The following table lists the additional options that you can use with the hdfs diskbalancer -plan command:

Option	Description
-out	Specify the location within the HDFS namespace where you want to save the output JSON documents that contain the generated plans.
-bandwidth	Specify the maximum bandwidth to use for running the Disk Balancer. This option helps in minimizing the amount of data moved by the Disk Balancer on an operational DataNode. Disk Balancer uses the default bandwidth of 10 MB/s if you do not specify this value.
-thresholdPercentage	The ideal storage value for a set of disks in a DataNode indicates the amount of data each disk should have for achieving perfect data distribution across those disks. The threshold percentage defines the value at which disks start participating in data redistribution or balancing operations. Minor imbalances are ignored because normal operations automatically correct some of these imbalances. The default value of `-thresholdPercentage` for a disk is 10%; indicating that a disk is used in balancing operations only if the disk contains 10% more or less data than the ideal storage value.
-maxerror	Specify the number of errors to ignore for a move operation between two disks before abandoning the move. Disk Balancer uses the default if you do not specify this value.
-v	Verbose mode. Specify this option for Disk Balancer to display a summary of the plan as output.
-fs	Specify the NameNode to use. Disk Balancer uses the default NameNode from the configuration if you do not specify this value.

Executing the plan

Command:

hdfs diskbalancer -execute <JSON file
                path>

Argument	Description
`<JSON file path>`	Path to the JSON document that contains the generated plan (`nodename.plan.json`).

hdfs diskbalancer -execute
            /system/diskbalancer/nodename.plan.json

Querying the current status of execution

Command:

hdfs diskbalancer -query
                <datanode>

Argument	Description
`<datanode>`	Fully qualified name of the DataNode for which the plan is running.
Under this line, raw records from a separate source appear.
PR #435, opened 2021-02-02
Add an optional note to the user settings OTP page

### LINKED ISSUE #433: [RFE] Add warning/info text box in noggin for OTP
As found out during some tests, and discussed in #fedora-aaa, it seems that enabling OTP enforces 2FA everywhere.
So a user who has enabled it would find himself in troubles for simple `kinit`.
While we can have another card/spike for what needs to be done to have `pkinit` working externally (it doesn't actually, but it's been evaluated), this card is more to just had warning/info box in /user/<user>/settings/otp/ that would explain the `kinit` change and how to get kerberos ticket (if people want to build in koji, query fasjson, etc)

ryanlerch:
Add an optional note to the user settings OTP page that is defined in
the main.html in the themes templates to display a note at the top of
the OTP page.

This is used in Fedora Accounts to point users at the documentation for
getting a kerberos ticket when OTP is enabled.

Resolves: #433 

### DIFF
--- a/noggin/templates/user-settings-otp.html
+++ b/noggin/templates/user-settings-otp.html
@@ -93,6 +93,7 @@
       </div>
     </div>
   </div>
+  {{ otp_notice() if otp_notice is defined }}
 {% else %}
   <div class="list-group-item text-center bg-light text-muted font-weight-bold">
     <div>{{ _("You have no OTP tokens") }}</div>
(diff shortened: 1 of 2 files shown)


arrfab:
Just curious, wouldn't that also require same note in all other themes ?

markobrien1:
lgtm

PR #444, opened 2021-02-08
Update search with loading animations

ryanlerch:
Previously, there were no loading animations for the search box, and due
to the fact we are doing two seperate calls (for users and groups),
these could return at different times. So this commit adds sepearte
spinner animations for the two results classes.

Additionally, this moves the string for "users" and "groups" that is
used to label the groups in the search dropdown into the templates as
variables, so they can be translated.

### DIFF
--- a/noggin/static/js/search.js
+++ b/noggin/static/js/search.js
@@ -24,14 +24,18 @@ $("#search")
       display: "uid",
       source: bloodhound_users,
       templates: {
-        header: "<h5>Users</h5>",
+        header: "<h5 class='mb-0'>"+USERS_SEARCH_LABEL+"</h5>",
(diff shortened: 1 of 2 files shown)


noggin/static/js/search.js
```diff
@@ -19,19 +19,23 @@ var bloodhound_groups = new Bloodhound({
 $("#search")
   .typeahead(
     { highlight: true },
-    {
+    {
```
nphilipp: Please don't introduce trailing white space. :wink:

nphilipp (changes requested):
Other than the white space issue, this looks good. Let me see if I can push the fix and merge.

noggin/static/js/search.js
nphilipp: Fixed.

nphilipp (approved):

PR #497, opened 2021-02-12
Be able to list more than 100 groups, plus deps fixes

### LINKED ISSUE #438: The groups list is limited to 100 entries
By default the IPA API does not return more than 100 entries, therefore the groups page only displays the 100 first entries. This can be overridden by setting `sizelimit=0` in the query.

nphilipp:


StephenCoady (approved):

abompard (approved):
We could also set the `sizelimit` directly in the `paginated_find` function because I think we'll want to raise it to the max each time we expect we'll need pagination.
But it's fine as is, we can always refactor later when we make more use of `paginated_find`.

nphilipp:
> We could also set the `sizelimit` directly in the `paginated_find` function because I think we'll want to raise it to the max each time we expect we'll need pagination.
> But it's fine as is, we can always refactor later when we make more use of `paginated_find`.

I went and set `sizelimit=0` in `paginated_find` directly.

PR #500, opened 2021-02-16
OTP: Use default token algorithm (SHA1)

### LINKED ISSUE #441: TOTP tokens could be more compatible with the standard
From Crys on IRC:

Google authenticator does not support SHA-256, only SHA-1 HMAC.
TOTP standard is HMAC-SHA1 with 6 digits. FreeIPA supports other HMAC algorithms and more digits.
That's the culprit: `o_ipatokenotpalgorithm='sha512'`
The default value is fine, it's SHA-1, which is not a security problem. TOTP uses truncated HMAC.

nphilipp:
Previously, we set this to SHA512 but not all authenticator apps are
compatible with that.

Signed-off-by: Nils Philippsen <nils@redhat.com>

### DIFF
--- a/noggin/controller/user.py
+++ b/noggin/controller/user.py
@@ -184,9 +184,7 @@ def user_settings_otp(ipa, username):
         try:
             maybe_ipa_login(current_app, session, username, addotpform.password.data)
             result = ipa.otptoken_add(
-                o_ipatokenowner=username,
-                o_ipatokenotpalgorithm='sha512',
-                o_description=addotpform.description.data,
+                o_ipatokenowner=username, o_description=addotpform.description.data,
             )['result']
 
             uri = urlparse(result['uri'])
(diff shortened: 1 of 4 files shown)


ryanlerch:
Unit-tests are passing, but the tests are currently failing on the format (i.e. black) check.

```
> poetry run black --check .
would reformat /home/rlerch/Source/noggin/noggin/tests/unit/conftest.py
would reformat /home/rlerch/Source/noggin/noggin/controller/user.py
would reformat /home/rlerch/Source/noggin/noggin/tests/unit/controller/test_user_otp.py
Oh no! 💥 💔 💥
3 files would be reformatted, 87 files would be left unchanged.
```

abompard:
I fixed some Black issues in the dev branch, could you rebase please?

nphilipp:
Not sure what happened here, but black complains about things elsewhere. I've prepended a commit to re-black things.

abompard (approved):

PR #507, opened 2021-02-18
Added links to the Fedora Accounts / CentOS Accounts docs

ryanlerch:
Also added the otp note that points to the docs if users
have OTP setup with the details aboout OTP and kinit


nphilipp:
LGTM!

PR #528, opened 2021-03-08
Use the correct address for OpenID endpoints for openSUSE

Conan-Kudo:
openSUSE set up Ipsilon in a different configuration, where the
OpenID endpoint isn't `<username>.id.opensuse.org`, but instead a
regular URL path where the username is at the end of the URL.

### DIFF
--- a/noggin/templates/user-settings-profile.html
+++ b/noggin/templates/user-settings-profile.html
@@ -12,7 +12,7 @@
     {% set buttontext = _('Change Avatar')%}
     {%- if OPENID is defined %}
     <form method="GET" action="https://www.libravatar.org/openid/login/">
-      <input type="hidden" name="openid_identifier" value="{{ 'https://'+user.username+OPENID }}">
+      <input type="hidden" name="openid_identifier" value="{{ OPENID % (user.username) }}">
       <input name="change-avatar" type="submit" value="{{ buttontext }}" class="btn btn-sm btn-outline-primary">
     </form>
     {%- else %}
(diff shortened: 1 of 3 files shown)


Conan-Kudo:
cc: @hellcp

hellcp:
This won't really work anyway, since our openid isn't setup for `$username.id.opensuse.org`, but `www.opensuse.org/openid/user/$username` iirc. I implemented the openid code here before to support such a usecase, but that didn't stay after some changes

Conan-Kudo:
@hellcp Any chance we can get this corrected then?

hellcp:
Just copy aadd9f03559597b44b572dd71757fbf87bdc51ba

Conan-Kudo:
@hellcp How does this look now?

hellcp:
Yup, that should work fine

noggin/templates/user-settings-profile.html
```diff
@@ -12,7 +12,7 @@
     {% set buttontext = _('Change Avatar')%}
     {%- if OPENID is defined %}
     <form method="GET" action="https://www.libravatar.org/openid/login/">
-      <input type="hidden" name="openid_identifier" value="{{ 'https://'+user.username+OPENID }}">
+      <input type="hidden" name="openid_identifier" value="{{ OPENID % format(user.username) }}">
```
abompard: This crashes Jinja, it's either `OPENID % user.username` or `OPENID|format(user.username)`. The [docs](https://jinja.palletsprojects.com/en/2.11.x/templates/#format) suggest the former.

abompard (changes requested):

noggin/templates/user-settings-profile.html
Conan-Kudo: This should be fixed now.

abompard (approved):

PR #542, opened 2021-03-22
Added instruction to make a dir fixing vagrant not starting

copperii:
'vagrant up' does not start without this directory, gives on error:
* The host path of the shared folder is missing: ../freeipa-fas


copperii:
@abompard fixed it, no longer needed.

PR #45, opened 2019-12-07
Add array literal support

as3810t:
This pull request aims to add basic array literal support to theta.


subprojects/solver-z3/src/test/java/hu/bme/mit/theta/solver/z3/Z3SolverTest.java
```diff
@@ -105,7 +110,26 @@ public void testFunc() {
...
+        solver.add(ArrayExprs.Eq(Write(arr.getRef(), Int(1), Int(2)), arr.getRef()));
+
+        // Check, the expression should be satisfiable
+        SolverStatus status = solver.check();
+        assertTrue(status.isSat());
+        
+        Valuation valuation = solver.getModel();
+        final Optional<LitExpr<ArrayType<IntType, IntType>>> optVal = valuation.eval(arr);
+		final Expr<ArrayType<IntType, IntType>> val = optVal.get();
+		assertEquals(arr.getType(), val.getType());
```
hajduakos, line 132: As far as I see, this only tests that the types match (Int index and Int values). Could you add assertions to test the literals inside the array, i.e., is element 0 really Int(1) and is element 1 really Int(2)?

hajduakos:
The FuncInterp corresponding to the array can have a default branch in general what happens to that? Is it filled with some value? Maybe we should put that in the array literal.

PR #49, opened 2020-05-21
Xsts

mondokm:


hajduakos:
@mondokm please write some tests in `core/utils/StmtToExprTransformerTest.java`. There are tests for assume/assert/havoc, but it would be nice to have tests for the new statements (seq/ort/nondet)

PR #59, opened 2020-07-28
Xcfa partial order

rl555:
Merge changes from the master branch.
Add an auxiliary transformations to XCFAs (split edges with multiple stmts), add possibility to have a single XCFA split among multiple files (multiple process declarations are seen as one).
Add a way to convert XCFA to CFA (a bit more powerful than the one provided in XCFA class)

Note that due to a a problematic rebase there are unrelated changes here :/


rl555:
All important changes are present at radl97/theta
Sorry for the too much branches/forks

PR #69, opened 2020-08-26
Replace int as underlying type in IntLitExpr and RatLitExpr

### LINKED ISSUE #42: IntLitExpr should have a larger value range
Programs cannot be verified if they contain integers (such as 4294967295) which are larger than the limit of the signed java int type. The internal value held by IntLitExpr should be replaced with long (at least for the time being). This may also affect certain DSL parsers.

as3810t:
This pull request replaces int as underlying type in IntLitExpr and RatLitExpr, subsequently closes #42 .


as3810t:
As of now, theta builds successfully, however more integration tests should be run to evaluate the changes.

subprojects/core/src/test/java/hu/bme/mit/theta/core/utils/ExprSimplifierTest.java
```diff
@@ -269,6 +270,7 @@ public void testIntAdd() {
 		assertEquals(Add(a, Int(4)), simplify(Add(Int(1), Add(a, Int(3)))));
 		assertEquals(a, simplify(Add(Int(-3), a, Int(3))));
 		assertEquals(Add(a, b, a, b, c), simplify(Add(a, Add(b, Add(a, Add(b, c))))));
+		assertEquals(Int(new BigInteger("4294967294")), simplify(Add(Int(Integer.MAX_VALUE), Int(Integer.MAX_VALUE))));
```
hajduakos, line 273: Nice

hajduakos (approved):
Looks good

hajduakos:
I'm just about to run tests. I'll get back when there are results

subprojects/core/src/test/java/hu/bme/mit/theta/core/utils/ExprSimplifierTest.java
as3810t: Right now `Int` takes either `int` or a `BigInteger`. What do you think, should I implement az overload that takes a `String`, making it easier to create "big" literals?

hajduakos: Yes, I think that would be useful. Basically that would just pass `new BigInteger(string)` to the existing constructor, right?

hajduakos: By constructor I mean the static factory method.

as3810t: Implemented in b05cd37

PR #77, opened 2020-09-05
Remove signedness info from bitvector type

as3810t:
Bitvectors can be interpreted either as an unsigned number or as a signed number. There are operations where it does not matter due to the two's complement semantics (addition, subtraction, multiplication, etc.), where it does not matter due to the semantics of the operation (bitwise and, bitwise or, shifting, etc.), and where the operation is different based on the interpretation of the operands (division, remainder, etc.).

In the earlier versions of Theta, the bitvector type carried the information whether the literal, or operation should be treated as an expression yielding unsigned or signed value. This design decision was made to make the frontend languages more userfriendly.

However, the underlying SMT solvers, and the currently supported (LLVM based) C frontend, [GAZER](https://github.com/ftsrg/gazer) both treat their respective bitvector type as signless, and the information about the signs is inserted by using different operators for unsigned and signed operations where necessary.

This pull request refactors the current bitvector support, to remove the signedness information from the bitvector type, making the integration with both the frontend and backend more straightforward, less error-prone.


hajduakos (approved):
Fixed a typo in an operator and added a remark in the docs. Otherwise looks good!

Issue #29, opened 2017-11-03
Property description for CFAs


tothtamas28:

hajduakos:
The algorithms support arbitrary target predicates over states. However, the CFA tool always checks the reachability of the designated error location. It could be generalized by developing a simple property specification language for the CFA tool. For example:

- `--model="sample.cfa" --property="reach={L12}"` 
- `--model="sample.cfa" --property="expr={x > 0}"`

hajduakos:
Let's start with the first feature, namely being able to provide the error location separately (currently it is hardcoded in the CFA). For backward compatibility, I would still allow the error location to be specified inside the CFA, however, it would be optional, and command line tools would accept a `--errorloc <LOC NAME>` argument. There would be 4 cases:

|  | Error loc given in CFA | No error given loc in CFA |
|--|--|--|
| **Error loc given as argument** | Use argument, but possibly give a warning | Use argument |
| **No error loc given as argument** | Use error loc from CFA | Error: nothing to verify |

Any thoughts @vincemolnar @as3810t ?

vincemolnar:
Seems good to me, but maybe it would be better to give the argument a less specific (and tehrefore more futureproof) name, for example `--targetloc` (and then the result could be written more precisely too, e.g. `Verification completed, [target|error] location is [reachable|unreachable].`

hajduakos:
We have now support for arbitrary error locations with the `--errorloc` parameter. Supporting properties like `x >= 0` seems to have one critical point, which is large block encoding (LBE). In LBE, sequential paths (or sometimes even branching statements) are merged into a single step. This is not really possible if we want arbitrary properties. For example, `x--; x++;` could cause the property `x >= 0` to be violated in intermediate steps that would not be found with LBE.

PR #85, opened 2020-09-13
Make error loc of CFA optional, add targetloc argument to CLI tool

hajduakos:
This PR makes the final/error locations of the CFA optional. The motivation behind this is that (1) not all algorithms are interested in them, and (2) sometimes it can be desirable to check multiple queries for the same CFA. The CLI tool was extended in a way that it can accept a `--targetloc` argument. If the argument is given, that location is treated as error, otherwise we fallback to the old solution, namely looking for the error loc in the CFA. This makes the solution backward compatible. See #29 for more information

@as3810t Can you play around a bit with this version?

### DIFF
--- a/build.gradle.kts
+++ b/build.gradle.kts
@@ -10,7 +10,7 @@ buildscript {
 
 allprojects {
     group = "hu.bme.mit.inf.theta"
-    version = "2.6.1"
+    version = "2.7.0"
 
     apply(from = rootDir.resolve("gradle/shared-with-buildSrc/mirrors.gradle.kts"))
 }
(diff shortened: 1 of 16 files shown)


as3810t (commented):
It seems that everything works perfectly.

My one nitpick is, that right now `--targetloc` defines a custom error location. However it could also be used to check, whether a custom, not necessarily error location is reachable. In the long term it would be beneficial that when `--targetloc` is present, the output is either "target loc reachable (with cex)" or "target loc unreachable", instead of current safe / unsafe output.

hajduakos:
@as3810t as we discussed, I renamed `--targetloc` to `--errorloc` as currently the terminology of the algorithms and internal APIs revolve around error locations and safety.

hdfs diskbalancer -query nodename.mycluster.com

Cancelling a running plan

Commands:

hdfs diskbalancer -cancel <JSON file path>

Argument	Description
`<JSON file path>`	Path to the JSON document that contains the generated plan (`nodename.plan.json`).

hdfs diskbalancer -cancel
            /system/diskbalancer/nodename.plan.json

hdfs diskbalancer -cancel <planID> -node
                <nodename>

Argument	Description
`planID`	ID of the plan to cancel. You can get this value from the output of the hdfs diskbalancer -query command.
`nodename`	The fully qualified name of the DataNode on which the plan is running.

Viewing detailed report of DataNodes that require Disk Balancer

Commands:

hdfs diskbalancer -fs http://namenode.uri -report
                -node <file://>

Argument	Description
`<file://>`	Hosts file listing the DataNodes for which you want to generate the reports.

hdfs diskbalancer -fs http://namenode.uri -report
                -node [<DataNodeID|IP|Hostname>,...]

Argument	Description
`[<DataNodeID\|IP\|Hostname>,...]`	Specify the DataNode ID, IP address, and the host name of the DataNode for which you want to generate the report. For multiple DataNodes, provide the details using comma-separated values.

Viewing details of the top DataNodes in a cluster that require Disk Balancer

Command:

hdfs diskbalancer -fs
                http://namenode.uri -report-node -top <topnum>

Argument	Description
`<topnum>`	The number of the top DataNodes that require Disk Balancer to be run.